▸ **Your goal**
Once more, print the records exactly as given.

Start of Input data

PR #1477, opened 2020-10-31
Introduces implementation for Offline server usage

Frcsty:
(Modifies windows and login detail usage)

### DIFF
--- a/connector/src/main/java/org/geysermc/connector/configuration/GeyserConfiguration.java
+++ b/connector/src/main/java/org/geysermc/connector/configuration/GeyserConfiguration.java
@@ -79,6 +79,8 @@ public interface GeyserConfiguration {
 
     boolean isCacheChunks();
 
+    boolean isFloodgateLoginEnabled();
+
     boolean isForceResourcePacks();
 
     int getCacheImages();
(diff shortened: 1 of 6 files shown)


Tim203:
Sorry if this sounds mean but may I ask what you're trying to do?
I think you try to make a way to let players that want to join an offline mode server decide with which username they want to use, but you don't have to edit Floodgate for that.
Floodgate is made for Server owners who want to allow players to login to their server without the need of having to login to a Java Edition account while keeping the server in online mode.
But what you're doing now is allowing Bedrock players to choose their own username (and basically uuid) and allowing them login to online mode servers?

I think the best thing you can do is edit the code of offline mode and only allow them to choose their own username, but I have to remind you that we at GeyserMC nor the Minecraft EULA condoring the use of piracy. So the chance of getting something like that merged is small.

Frcsty:
The point of this is not "piracy", but more-so for the end-user to not have to deal with the fuckery of having to link accounts and deal with the random UUID/Name mess which comes from Floodgate. Meaning the user can just use their Java Minecraft Username to log in, and not have to worry about all that mess.

Tim203:
First of all, accout linking is optional and not required. Secondly, Floodgate doesn't use random UUID/usernames. The UUID is based of the Bedrock player's xuid (Xbox User Id) and the username is the Bedrock player's username with a configurable prefix to avoid username collision between the two versions. Thirdly, while this might not be your intention, you open the door for piracy because you can provide your own username (which you don't own) and your UUID will be based of that username making you unbannable and leaving servers with no choice but to IP-ban every single user as well to make up for that. Lastly, Floodgate handles everything for you, so you don't have to worry about 'that mess'.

End of Input data

▸ **Finished exercise**
PR #1477, opened 2020-10-31
Introduces implementation for Offline server usage

Frcsty:
(Modifies windows and login detail usage)

### DIFF
--- a/connector/src/main/java/org/geysermc/connector/configuration/GeyserConfiguration.java
+++ b/connector/src/main/java/org/geysermc/connector/configuration/GeyserConfiguration.java
@@ -79,6 +79,8 @@ public interface GeyserConfiguration {
 
     boolean isCacheChunks();
 
+    boolean isFloodgateLoginEnabled();
+
     boolean isForceResourcePacks();
 
     int getCacheImages();
(diff shortened: 1 of 6 files shown)


Tim203:
Sorry if this sounds mean but may I ask what you're trying to do?
I think you try to make a way to let players that want to join an offline mode server decide with which username they want to use, but you don't have to edit Floodgate for that.
Floodgate is made for Server owners who want to allow players to login to their server without the need of having to login to a Java Edition account while keeping the server in online mode.
But what you're doing now is allowing Bedrock players to choose their own username (and basically uuid) and allowing them login to online mode servers?

I think the best thing you can do is edit the code of offline mode and only allow them to choose their own username, but I have to remind you that we at GeyserMC nor the Minecraft EULA condoring the use of piracy. So the chance of getting something like that merged is small.

Frcsty:
The point of this is not "piracy", but more-so for the end-user to not have to deal with the fuckery of having to link accounts and deal with the random UUID/Name mess which comes from Floodgate. Meaning the user can just use their Java Minecraft Username to log in, and not have to worry about all that mess.

Tim203:
First of all, accout linking is optional and not required. Secondly, Floodgate doesn't use random UUID/usernames. The UUID is based of the Bedrock player's xuid (Xbox User Id) and the username is the Bedrock player's username with a configurable prefix to avoid username collision between the two versions. Thirdly, while this might not be your intention, you open the door for piracy because you can provide your own username (which you don't own) and your UUID will be based of that username making you unbannable and leaving servers with no choice but to IP-ban every single user as well to make up for that. Lastly, Floodgate handles everything for you, so you don't have to worry about 'that mess'.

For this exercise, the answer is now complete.